- The task -
Show each line of the entries below in which the word "setPrivacyMode" appears.

Stored records
PR #22, opened 2022-08-02
feat!: add `RoomHandler.takePhoto`

vsomayaji:
BREAKING CHANGE: Clients must now implement `RoomHandler.takePhoto`. In its simplest form, this can return a frame from the video track like this:

```dart
@override
Future<ByteBuffer> takePhoto() async {
  return _localStream!.getVideoTracks()[0].captureFrame();
}
```

### DIFF
--- a/lib/src/room.dart
+++ b/lib/src/room.dart
@@ -1,4 +1,5 @@
 import 'dart:convert';
+import 'dart:typed_data';
 
 import 'package:flutter/foundation.dart';
 import 'package:flutter_aira/src/models/position.dart';
@@ -21,6 +22,9 @@ import 'sfu_connection.dart';
 abstract class RoomHandler {
   /// Adds the remote stream to an [RTCVideoRenderer].
   Future<void> addRemoteStream(MediaStream stream);
+
+  /// Takes a photo.
+  Future<ByteBuffer> takePhoto();
 }
 
 abstract class Room implements Listenable {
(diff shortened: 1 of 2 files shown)


lib/src/room.dart
```diff
@@ -21,6 +22,9 @@ import 'sfu_connection.dart';
 abstract class RoomHandler {
   /// Adds the remote stream to an [RTCVideoRenderer].
   Future<void> addRemoteStream(MediaStream stream);
+
+  /// Takes a photo.
+  Future<ByteBuffer> takePhoto();
```
ipainchaud, line 27: hehe! I can see why we have to do this, but I like it.

lib/src/room.dart
```diff
@@ -357,7 +350,12 @@ class KurentoRoom extends ChangeNotifier implements Room {
         _log.warning('cannot take photo when presenting');
         return;
       }
-      await _client.uploadPhoto(_serviceRequest.id, await _localStream!.getVideoTracks()[0].captureFrame());
+
+      try {
+        await _client.uploadPhoto(_serviceRequest.id, await _roomHandler.takePhoto());
+      } catch (e, s) {
+        _log.shout('failed to take photo', e, s);
```
ipainchaud, line 357: good thinking on the try catch... thanks!

ipainchaud (approved):

PR #23, opened 2022-08-02
feat: optional video track

vsomayaji:


lib/src/room.dart
```diff
@@ -158,11 +158,11 @@ class KurentoRoom extends ChangeNotifier implements Room {
...
 
-  // The audio is muted if there is no audio track or if the first audio track is disabled.
-  bool get _isAudioMuted => _localStream!.getAudioTracks().isEmpty ? true : !_localStream!.getAudioTracks()[0].enabled;
+  // The audio is muted if the first audio track is disabled.
+  bool get _isAudioMuted => _localStream!.getAudioTracks().isEmpty ? false : !_localStream!.getAudioTracks()[0].enabled;
 
-  // The video is muted if there is no video track or if the first video track is disabled.
-  bool get _isVideoMuted => _localStream!.getVideoTracks().isEmpty ? true : !_localStream!.getVideoTracks()[0].enabled;
+  // The video is muted if the first video track is disabled.
+  bool get _isVideoMuted => _localStream!.getVideoTracks().isEmpty ? false : !_localStream!.getVideoTracks()[0].enabled;
```
vsomayaji, line 165: Since there's no video track, we shouldn't say the video is muted. This is debatable. It depends on whether we want the `videocam_off` icon to show up in Dash.

lib/src/sfu_connection.dart
```diff
@@ -31,17 +33,29 @@ class SfuConnection {
...
+        _video = await _peerConnection.addTransceiver(
+          init: RTCRtpTransceiverInit(direction: TransceiverDirection.SendOnly, streams: [_localStream!]),
+          kind: RTCRtpMediaType.RTCRtpMediaTypeVideo,
+          track: _localStream!.getVideoTracks()[0],
+        );
+      } else {
+        _video = await _peerConnection.addTransceiver(
+          init: RTCRtpTransceiverInit(direction: TransceiverDirection.SendOnly),
+          kind: RTCRtpMediaType.RTCRtpMediaTypeVideo,
+        );
```
vsomayaji, line 58: An empty send-only video transceiver.

vsomayaji (commented):
@ipainchaud did you try something like this? We have to make some changes on the Dash side as to how it determines if video is playing, but (aside from it needing to be done in 3 separate places) that's pretty straightforward.

lib/src/sfu_connection.dart
ipainchaud: I'm actually surprised that the call to addTransceiver doesn't fail, but I like that for its simplicity. Let's go in that direction then.

ipainchaud (approved):

ipainchaud:
I'll test that fully with my changes on the ExplorerUI side and take it from here if you don't mind.

lib/src/sfu_connection.dart
vsomayaji: @ipainchaud the idea was borrowed from https://www.w3.org/TR/webrtc/#advanced-peer-to-peer-example-with-warm-up, which I thought I mentioned to you but perhaps forgot. 🤦🏾 

https://microsoft.github.io/MixedReality-WebRTC/manual/glossary.html also references something similar:

> A transceiver always has exactly one [local media track](https://microsoft.github.io/MixedReality-WebRTC/manual/glossary.html#local-media-track) (sender) and one [remote media track](https://microsoft.github.io/MixedReality-WebRTC/manual/glossary.html#remote-media-track) (receiver), both of which can be null. If null, the transceiver acts as if a dummy track existed which draws its media frames from a null source (black frames for video, silence for audio).

lib/src/room.dart
```diff
@@ -159,10 +160,16 @@ class KurentoRoom extends ChangeNotifier implements Room {
   }
 
   // The audio is muted if the first audio track is disabled.
-  bool get _isAudioMuted => _localStream!.getAudioTracks().isEmpty ? false : !_localStream!.getAudioTracks()[0].enabled;
+  bool get _isAudioMuted => _localStream!.getAudioTracks().isEmpty ? true : !_localStream!.getAudioTracks()[0].enabled;
```
ipainchaud, line 163: I have a fix on dash which I'll commit which makes this experience much better. This let the agent know that the Explorer is not going to share the video in a nice way.

lib/src/room.dart
```diff
@@ -159,10 +160,16 @@ class KurentoRoom extends ChangeNotifier implements Room {
...
 
   // The video is muted if the first video track is disabled.
-  bool get _isVideoMuted => _localStream!.getVideoTracks().isEmpty ? false : !_localStream!.getVideoTracks()[0].enabled;
+  bool get _isVideoMuted {
+    MediaStreamTrack? activeVideoTrack = _activeVideoTrack;
+    return null == activeVideoTrack || !activeVideoTrack.enabled;
+  }
```
ipainchaud, line 169: This allows the manage the mutes in a seamless way. This separates the WebCam and Screenshare mutes from each other.

lib/src/room.dart
```diff
@@ -211,37 +218,48 @@ class KurentoRoom extends ChangeNotifier implements Room {
...
   Future<void> startPresenting(MediaStream displayStream) async {
     // Eventually, we will create a separate connection for screen sharing. That requires changes to Platform and Dash,
     // so for now, we start presenting by replacing the Explorer's video track with the display video track.
-    await _connectionByTrackId[_localTrackId]!.replaceTrack(displayStream.getVideoTracks()[0]);
-    _presenting = true;
-    _log.info('started presenting track=${displayStream.getVideoTracks()[0].label}');
+    _presentationVideoTrack = displayStream.getVideoTracks()[0];
+    await _connectionByTrackId[_localTrackId]!.replaceVideoTrack(_presentationVideoTrack);
+    _log.info('started presenting track=${_presentationVideoTrack!.label}');
+    await _updateParticipantStatus();
```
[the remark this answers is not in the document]
vsomayaji: I think adding mute support for screen sharing is adding unnecessary complexity. Try this in the Aira Desktop app:
1. Start screen sharing.
2. Disable camera. This will mute the screen share and will toggle the button to enable camera. It will also say "camera disabled" even though it's not.
3. Stop sharing screen. Dash will report that the camera is enabled, but it doesn't appear to be.

vsomayaji (commented):
If it was me, I would have created separate PRs for supporting optional video tracks and for supporting muting screen shares, since they're different features and I have reservations about the latter. 🤷🏾

lib/src/room.dart
ipainchaud: this was inspired from a conversation with Troy. If the Explorer wants to handle some personal stuff quickly and would like to hide his screen quickly, stop and start a new screen share is much longer to achieve. Mute would be super quick. This start to be an advanced feature... I thought we could have our Explorer test that out and let us know what they think.

lib/src/room.dart
```diff
@@ -211,37 +218,48 @@ class KurentoRoom extends ChangeNotifier implements Room {
     if (_localStream == null) {
       throw StateError('Cannot mute audio before joining the room');
     }
-
-    _localStream!.getAudioTracks()[0].enabled = !muted;
-    _updateParticipantStatus();
+    if (_localStream!.getAudioTracks().isEmpty) {
+      _log.warning('Cannot mute audio because there is not audio tracks to mute');
```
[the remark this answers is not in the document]
ipainchaud: I'll update.

lib/src/room.dart
```diff
@@ -211,37 +218,48 @@ class KurentoRoom extends ChangeNotifier implements Room {
...
   void setVideoMuted(bool muted) {
     if (_localStream == null) {
       throw StateError('Cannot mute video before joining the room');
     }
-
-    _localStream!.getVideoTracks()[0].enabled = !muted;
-    _updateParticipantStatus();
+    MediaStreamTrack? activeVideoTrack = _activeVideoTrack;
+    if (null == activeVideoTrack) {
+      _log.warning('Cannot mute video because there is not video tracks to mute');
```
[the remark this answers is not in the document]
ipainchaud: I'll update.

lib/src/room.dart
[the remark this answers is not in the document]
ipainchaud: I had in mind to change that message when we are presenting, but forgot. I'll keep my notepad handy to avoid this in the future.

ipainchaud (approved):

PR #27, opened 2022-08-09
fix: `createServiceRequest` fails when messaging is not supported

vsomayaji:


lib/src/platform_client.dart
```diff
@@ -217,7 +217,9 @@ class PlatformClient {
       {Position? position, String? message, Map<String, List<int>>? fileMap, bool? cannotTalk}) async {
     _verifyIsLoggedIn();
 
-    List<String> fileIds = await _sendPreCallMessage(message, fileMap);
+    if ((message?.isNotEmpty ?? false) || (fileMap?.isNotEmpty ?? false)) {
+      await _sendPreCallMessage(message, fileMap);
```
vsomayaji, line 221: `_sendPreCallMessage` throws an exception if the application does not support messaging.

lib/src/platform_client.dart
```diff
@@ -233,7 +235,6 @@ class PlatformClient {
       'requestType': 'AIRA', // Required but unused.
       'hasMessage': (null != message && message.isNotEmpty) || fileNames.isNotEmpty || true == cannotTalk,
       'message': '$message${fileNames.isEmpty ? '' : ' (With files: $fileNames)'}',
-      'fileIds': fileIds,
```
vsomayaji, line 236: I'm not sure why we were sending these to Platform, as it doesn't do anything with them.

ipainchaud: good catch! At first, I wanted to make Dash retrieve the URLs of the sent files within the dialog shown at call start. After having seen that this change in Dash wasn't as trivial, I decided to leave the filenames only on that dialog but forgot to remove the fileIds.

ipainchaud (approved):

PR #35, opened 2022-08-15
feat!: simplified mutes

### LINKED ISSUE #34: Simplified mutes
There are a few things about our mutes implementation that don't sit well with me:

1. There's a different way to mute a track _before_ joining a `Room`:
   ```dart
   _localMediaStream.getAudioTracks()[0].enabled = false;
   ```
   And _after_ joining a `Room`:
   ```dart
   _room.setAudioMuted(true);
   ```
   If you use the first way _after_ joining a `Room`, the mute states of the track and the `Room` will be out of sync.

2. The `Room` does not expose getters for its mute states. If the mute states of the track and the `Room` get out of sync, there's no way to know.

3. `Room.setAudioMuted` and `Room.setVideoMuted` perform an async call (to `_updateParticipantStatus`) but do not return a `Future`.

4. `Room.setVideoMuted` only mutes the _active_ video track. Replacing the video track (with `Room.replaceStream`) will not preserve the mute state.

5. `Room.setVideoMuted` affects the presentation even though the presentation was intended to be thought of as a separate video track.

Now that we've discovered that we can "mute" a track by providing the corresponding transceiver a `null` track, I think we can switch to an implementation where the mute states are always managed by the `Room`. The interface could look like this:

```dart
  /// Whether the local audio is muted.
  bool get isAudioMuted;

  /// Mutes or un-mutes the local audio.
  Future<void> setAudioMuted(bool muted);

  /// Whether the local video is muted.
  bool get isVideoMuted;

  /// Mutes or un-mutes the local video.
  Future<void> setVideoMuted(bool muted);

  /// Whether the presentation is muted.
  bool get isPresentationMuted;

  /// Mutes or un-mutes the presentation.
  Future<void> setPresentationMuted(bool muted);

  /// Enables or disables privacy mode.
  ///
  /// In privacy mode, the local audio, video and presentation are _all_ muted. This is equivalent to calling
  /// [setAudioMuted], [setVideoMuted] and [setPresentationMuted], and is intended as a convenience for apps that do not
  /// support muting the tracks independently.
  Future<void> setPrivacyMode(bool enabled);
```

I believe this would address all of the issues above. For example, if the video is muted in the `Room` and the video track is replaced, the video will stay muted.

What do you think? Good idea or a bad one?

vsomayaji:
Resolves #34.

BREAKING CHANGE: The `Room` now manages its mute states separately from the `MediaStreamTrack`s. Previously, to join a `Room` with the audio muted, you would do this before calling `Room.join`:
```dart
_localMediaStream.getAudioTracks()[0].enabled = false;
``` 

Now, you will do this:
```dart
_room.setAudioMuted(true);
```

### DIFF
--- a/lib/src/room.dart
+++ b/lib/src/room.dart
@@ -51,9 +51,6 @@ abstract class Room implements Listenable {
   Stream<Message> get messageStream;
 
   /// Joins the room with the provided local audio and video stream.
-  ///
-  /// If the room should be joined with the audio and/or video muted, disable the corresponding track(s) before calling
-  /// [join].
   Future<void> join(MediaStream localStream);
 
   /// Whether the local audio is muted.
@@ -68,17 +65,21 @@ abstract class Room implements Listenable {
   /// Mutes or un-mutes the local video.
   Future<void> setVideoMuted(bool muted);
 
+  /// Whether the presentation is muted.
+  bool get isPresentationMuted;
+
+  /// Mutes or un-mutes the presentation.
+  Future<void> setPresentationMuted(bool muted);
+
   /// Enables or disables privacy mode.
   ///
-  /// In privacy mode, both the local audio and video (if present) are muted. This is equivalent to calling both
-  /// [setAudioMuted] and [setVideoMuted] and is intended as a convenience for apps that do not support muting the audio
-  /// and video independently.
+  /// In privacy mode, the local audio, video and presentation are _all_ muted. This is equivalent to calling
+  /// [setAudioMuted], [setVideoMuted] and [setPresentationMuted], and is intended as a convenience for apps that do not
+  /// support muting the tracks independently.
   Future<void> setPrivacyMode(bool enabled);
 
   /// Starts presenting the provided display stream.
   Future<void> startPresenting(MediaStream displayStream);
-
-  Future<void> setPresentationMuted(bool muted);
 
   /// Stops presenting the display stream.
   Future<void> stopPresenting();
@@ -118,7 +119,9 @@ class KurentoRoom extends ChangeNotifier implements Room {
   bool _isDisposed = false;
   bool _isAudioMuted = false;
   bool _isVideoMuted = false;
+  bool _isPresentationMuted = false;
   MediaStreamTrack? _presentationVideoTrack;
+
   bool get _isPresenting => null != _presentationVideoTrack;
   ServiceRequestState _serviceRequestState = ServiceRequestState.queued;
   String? _agentName;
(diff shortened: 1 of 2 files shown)


lib/src/room.dart
```diff
@@ -51,16 +51,32 @@ abstract class Room implements Listenable {
...
   /// Joins the room with the provided local audio and video stream.
-  ///
-  /// If the room should be joined with the audio and/or video muted, disable the corresponding track(s) before calling
-  /// [join].
   Future<void> join(MediaStream localStream);
 
-  /// Mutes or un-mutes the local audio stream.
-  void setAudioMuted(bool muted);
+  /// Whether the local audio is muted.
+  bool get isAudioMuted;
```
vsomayaji, line 57: Since the `Room` now manages its own mute states, we expose getters to retrieve the mute states: `isAudioMuted`, `isVideoMuted` and `isPresentationMuted`.

lib/src/room.dart
```diff
@@ -51,16 +51,32 @@ abstract class Room implements Listenable {
...
+
+  /// Mutes or un-mutes the local audio.
+  Future<void> setAudioMuted(bool muted);
```
vsomayaji, line 60: These now return a `Future` so they can be `await`ed.

lib/src/room.dart
```diff
@@ -51,16 +51,32 @@ abstract class Room implements Listenable {
...
+
+  /// Mutes or un-mutes the presentation.
+  Future<void> setPresentationMuted(bool muted);
+
+  /// Enables or disables privacy mode.
+  ///
+  /// In privacy mode, the local audio, video and presentation are _all_ muted. This is equivalent to calling
+  /// [setAudioMuted], [setVideoMuted] and [setPresentationMuted], and is intended as a convenience for apps that do not
+  /// support muting the tracks independently.
+  Future<void> setPrivacyMode(bool enabled);
```
vsomayaji, line 79: This is for mobile or glasses apps that have a single "privacy mode" toggle. This allows us to call `_updateParticipantStatus` once instead of once per mute.

lib/src/sfu_connection.dart
```diff
@@ -14,15 +24,20 @@ class SfuConnection {
...
-      [MediaStream? localStream])
-      : _localStream = localStream;
+  SfuConnection({
+    required this.direction,
+    required this.onConnectionState,
+    required this.onIceCandidate,
+    required this.onSdpOffer,
+    required this.onTrack,
+    required this.trackId,
+  });
```
ipainchaud, line 34: it would have been nice to take this occasion to send the constructor as the first defined element of the class.

ipainchaud (approved):

PR #67, opened 2026-06-09
fix(auth): make ProxyFix trust count configurable to prevent IP spoofing

DeryFerd:
## Problem

`app.py` hardcodes `ProxyFix(x_for=1)`, which tells Flask to always trust the rightmost entry in the `X-Forwarded-For` header. That works when there is exactly one reverse proxy in front of Evonic (nginx, Caddy, Cloudflare, etc.), which is the common case.

But it breaks for direct deployments. If someone exposes Evonic straight to the internet without a reverse proxy, any client can send a fake `X-Forwarded-For` header and Evonic will trust it. The real client IP becomes whatever the attacker chose. This defeats the login rate limiter in `routes/auth.py` (keyed on `request.remote_addr`) and pollutes the security audit logs in `backend/security_audit.py` with wrong IPs.

## The fix

Adds a `PROXY_TRUST_COUNT` environment variable so operators can match the trust level to their deployment topology:

- `0` for direct deployments with no proxy. `X-Forwarded-For` is ignored entirely.
- `1` (default) for single proxy setups, same behavior as today.
- `2` or higher for multi proxy chains (CDN in front of nginx in front of the app).

## What changed

- `config.py` defines `PROXY_TRUST_COUNT` with bounds checking (0 to 10, default 1) via `_get_env_int`.
- `app.py` reads `config.PROXY_TRUST_COUNT` instead of the hardcoded `1`.
- `unit_tests/test_proxy_trust.py` covers config parsing edge cases (default, zero, two, negative clamped to zero, invalid falls back to default) plus actual IP resolution behavior for trust=0 and trust=1.

## Testing

All 7 new tests pass. Existing config and health tests still pass.

## Backward compatibility

Default stays at 1, so existing deployments behind a proxy don't need to change anything. If you run Evonic directly on the internet, add `PROXY_TRUST_COUNT=0` to your `.env`.

### DIFF
--- a/app.py
+++ b/app.py
@@ -70,9 +70,19 @@ app.config['PERMANENT_SESSION_LIFETIME'] = timedelta(days=7)
 # Global upload size limit (defense-in-depth for all endpoints)
 app.config['MAX_CONTENT_LENGTH'] = 50 * 1024 * 1024  # 50 MB
 
-# Trust proxy headers from Cloudflare / nginx / any reverse proxy
+# Trust proxy headers based on deployment topology.
+# PROXY_TRUST_COUNT=0 for direct deployments (no reverse proxy) to prevent
+# IP spoofing via X-Forwarded-For. Set to 1 for single-proxy (default), or
+# higher for multi-proxy setups (CDN → reverse proxy → app).
+# See config.py for full documentation.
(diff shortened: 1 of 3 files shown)


DeryFerd:

PR #70, opened 2026-06-18
fix: eval engine bugs — tool_calling errors, reasoning extractors, In…

txtsamu:
…donesian number parsing

- engine.py: redirect pass2 answer_extractor client to the run's LLM so it doesn't fall back to the offline default at port 8000; also add missing system_prompt=None before tool_calling branch to fix NameError
- tools.py: add write_file tool definition and mock handler so tool_calling L4 (and any test that calls it) doesn't fail with unknown tool
- strategies/tool_call.py: recognise "tools_used" key in legacy test expected dicts (alongside existing "tool", "tools", "chain")
- answer_extractor.py: fix reasoning L2 extractor (boolean→sequence, number-sort prompt) and L4 extractor (boolean causality→statements, multiple-choice prompt)
- test_classes/reasoning.py: fix Indonesian thousands-separator parsing in L5 scorer — single dot with exactly 3 trailing digits (e.g. "820.800") was not being stripped, causing 820.8 instead of 820800

### DIFF
--- a/evaluator/answer_extractor.py
+++ b/evaluator/answer_extractor.py
@@ -49,20 +49,21 @@ Your answer (ya/tidak only):""",
         },
         
         2: {
-            "template": """You are given a question and an AI's response. Extract ONLY the final answer: "ya" or "tidak".
+            "template": """You are given a question asking to sort numbers, and an AI's response. Extract ONLY the sorted numbers as a comma-separated list.
 
 ---BEGIN RESPONSE---
 {response}
 ---END RESPONSE---
 
 Rules:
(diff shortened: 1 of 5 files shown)


anvie:
Can you please fix the failing tests?

txtsamu:
The test failure is a pre-existing Python 3.9 incompatibility in `backend/tools/kb_graph.py` that was fixed in upstream main (commit f6548ca7, Jun 19) — unrelated to this PR's changes. I've pushed a retrigger commit; just need maintainer approval to run workflows. The CI should pass with the updated merge base.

- Solution to this task -
  Future<void> setPrivacyMode(bool enabled);
   Future<void> setPrivacyMode(bool enabled);
+  Future<void> setPrivacyMode(bool enabled);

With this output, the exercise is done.